What is being asked:
Nothing but an exact copy is wanted here: the line with "dl239: will check" and all the lines that follow it in the entries below.

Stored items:
_ _ _ _ _ _ _

PR #1901, opened 2022-05-30
feat: support iterating key from remote tablet with `Next` function in `DistributeWindowIterator`

### LINKED ISSUE #1887: Support getting remote data with `Next` function in `DistributeWindowIterator`
The `Next` function in `DistributeWindowIterator` can only iterator data in memory table currently.

dl239:


src/catalog/distribute_iterator.cc
```diff
@@ -182,18 +186,16 @@ void DistributeWindowIterator::Reset() {
 // seek to the pos where key = `key` on success
 // or do nothing on fail (preserve old stat)
 void DistributeWindowIterator::Seek(const std::string& key) {
+    Reset();
```
aceforeverd, line 189: seek failed should do nothing ?

src/catalog/distribute_iterator.h
```diff
@@ -130,20 +130,21 @@ class DistributeWindowIterator : public ::hybridse::codec::WindowIterator {
...
-        ItStat(int32_t p, ::hybridse::codec::WindowIterator* i, KV_IT kv) : pid(p), it(i), kv_it(kv) {}
+        ItStat(uint32_t id, ::hybridse::codec::WindowIterator* i, KV_IT kv) : pid(id), it(i), kv_it(kv) {}
     };
 
  private:
     void Reset();
 
     ItStat SeekByKey(const std::string& key) const;
 
+    ItStat SeekToFirstRemote();
```
aceforeverd: const

src/catalog/distribute_iterator.cc
```diff
@@ -284,11 +293,57 @@ void DistributeWindowIterator::Next() {
                 it_->SeekToFirst();
```
aceforeverd, line 293: `it_` should be only updated on success, and do nothing changed on fail.
In case if all `tablets_` left is empty, then try to seek from remote, the `it_` do not to be `nullptr`

src/catalog/distribute_iterator.cc
dl239: the comment has been updated

src/catalog/distribute_iterator.cc
dl239: will check `it_` is `nullptr` and validation in getkey/getvalue function

aceforeverd (approved):

vagetablechicken (approved):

_ _ _ _ _ _ _

Task solution:
dl239: will check `it_` is `nullptr` and validation in getkey/getvalue function

aceforeverd (approved):

vagetablechicken (approved):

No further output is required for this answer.